Zino Davidoff is coming to the Cigar Palace in Alexandria as part of his U.S. Tour 2008. He will be there on Thursday October 9th from 4-6pm greeting people and talking to everyone about the Davidoff and AVO lines. 
There will be _*complimentary food, beverage and a mystery cigar.*_

During this event you will have the chance to participate in the raffle to win an expense paid Dominican Republic Factory tour trip.

This one in a life time tour includes:

* A round trip airfare from U.S. to Santiago, Dominican Republic airport
* Roundtrip transportation from airport to hotel
* Hotel accommodations
* Meals

Hope to see some of you there...

4815 Eisenhower Ave, Alexandria, VA. 22304 
Local 703-751-6444 or Toll Free 888-942-8224


----------



## php007 (Sep 25, 2007)

Sorry to tell you this, but Zino is dead. I wonder who is going to show up instead.


----------



## Mark C (Sep 19, 2007)

That figures, I'm heading home tomorrow after being in NOVA all week.

BTW, the 'Diamond Crown Lounge' at Cigar Town in Fairfax has me seriously reconsidering just what it means to be a 'Diamond Crown Lounge'... and appreciate the two B&Ms in my neck of the words that much more.


----------



## RGD (May 10, 2006)

Mark C said:


> That figures, I'm heading home tomorrow after being in NOVA all week.
> 
> BTW, the 'Diamond Crown Lounge' at Cigar Town in Fairfax has me seriously reconsidering just what it means to be a 'Diamond Crown Lounge'... and appreciate the two B&Ms in my neck of the words that much more.

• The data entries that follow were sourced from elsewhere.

PR #256, opened 2024-02-20
Initial basePath work - probably the first of several

BillFarber:
Gets some plumbing in place,
Adds Rob's code for a reverse proxy for testing
Gets the Server Status view to work with the proxy.


client/marklogicClient.ts
```diff
@@ -73,6 +73,12 @@ export class MlClientParameters {
     ssl: boolean;
     pathToCa: string;
     rejectUnauthorized: boolean;
+    useProxy: boolean;
+    basePath: string;
+    managePath: string;
```
rjrudin: Include "BasePath" as the suffix for these - that's consistent with ml-gradle and avoids any confusion over what kind of "path" it is.

client/marklogicClient.ts
```diff
@@ -474,9 +489,12 @@ export function requestMarkLogicUnitTest(
...
 }
 
-export function newMarklogicManageClient(dbClientContext: ClientContext, managePort: number): ClientContext {
+export function newMarklogicClientWithPort(
+    dbClientContext: ClientContext, targetPort: number, targetPath: string
+): ClientContext {
     const manageClientParams: MlClientParameters = JSON.parse(JSON.stringify(dbClientContext.params));
-    manageClientParams.port = managePort;
+    manageClientParams.port = targetPort;
+    manageClientParams.restPath = targetPath;
```
rjrudin: IIUC, I think this should be `basePath` and not `restPath`?

client/marklogicClient.ts
```diff
@@ -474,9 +489,12 @@ export function requestMarkLogicUnitTest(
     );
 }
 
-export function newMarklogicManageClient(dbClientContext: ClientContext, managePort: number): ClientContext {
+export function newMarklogicClientWithPort(
```
rjrudin, line 488: Something to consider if you may need to add a 3rd argument here in the future - allow the caller to pass in an `overrides` object that lets the caller override whatever is in the `dbClientContext`. That means when a 3rd arg is needed, you don't have to change the method signature.

Example of a caller:

    const client = newMarkLogicClient(this.dbClientContext, {"port": somePort, "basePath": somePath});

And then the function would use those overrides to modify the clientParams.. 

The only downside would be that the callers know the names of "port" and "basePath", but that seems reasonable since those are defined in an interface.

rjrudin (commented):
Looks good, just a couple small things (assuming that `useProxy` is dropped and that the Java Client's reverse proxy is reused).

client/marklogicClient.ts
BillFarber: There's actually already a function to support that right below this one. Perhaps I'll change it.

client/test/integration/markLogicIntegrationTestHelper.ts
```diff
@@ -62,7 +64,9 @@ export class IntegrationTestHelper {
     private clientDefaults = {
         host: this.hostname,
         port: this.port,
+        restPath: this.restPath,
```
rjrudin: Wondering if this is supposed to be "restBasePath" - I didn't find any references to "restPath" in the rest of the PR.

rjrudin (approved):
Looks good, just one had one question.

client/test/integration/markLogicIntegrationTestHelper.ts
BillFarber: fixed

Have you been to the Cigar Palace? Once they get Zino's casket in there - might be able to get 2 or 3 more people in. Smallest B&M I have ever been in.

Ron


----------



## Jay Hemingway-cl (Oct 21, 2007)

php007 said:


> Sorry to tell you this, but Zino is dead. I wonder who is going to show up instead.


zino davidoff's 2008 US tour!!!!!!!!!!!!!!!!!!!! 

OMFG!!! i seriously almost just did a back flip off of my computer chair because i was laughing so hard at the title of this thread!!!!!!!!!!

:r:r:r:r:r:r:r:r:r

if zino davidoff is going to be here, i am going to sell off all of my cigars and take a limo over there!! lol.

i have no idea what to say about the actual thread.

i think i should go back to bed. maybe i am not reading this right.


----------



## clampdown (Feb 7, 2006)

Jay Hemingway said:


> zino davidoff's 2008 US tour!!!!!!!!!!!!!!!!!!!!
> 
> OMFG!!! i seriously almost just did a back flip off of my computer chair because i was laughing so hard at the title of this thread!!!!!!!!!!
> 
> ...


You were the first person I thought of when I read this, then I thought, wait, the guy has passed away, this should make for a pretty interesting event.


----------



## RedBaron (Nov 25, 2005)

maybe they ment Benzino Davidoff?


----------



## Kidrock387 (Nov 26, 2006)

I heard a rumor that Winston Churchill will be there himself..:r:r:r:r:r Funny Thread


----------



## hotreds (Dec 4, 2007)

Dayum! Mebe he will unlock all the secrets for us!


----------



## rx2010 (Jan 4, 2007)

php007 said:


> Sorry to tell you this, but Zino is dead. I wonder who is going to show up instead.


all the more reason to attend


----------



## Neuromancer (Sep 7, 2005)

Wait...I hear he's bringin' Houdini with him too...just thinka that...both of them back from the dead at the same time...it's a miracle...:r


----------



## Habanolover (Feb 22, 2006)

This thread is hilarious. :r :r :r


----------



## hotreds (Dec 4, 2007)

That "mystery cigar" should be quite interesting, too! Especially if he is bringing them!


----------



## CigarDoc (Oct 13, 2007)

WTF? Anyone get clarification cuz I'm confused! ROFL


----------



## koolbooy (Dec 16, 2007)

damn! i totally missed this


----------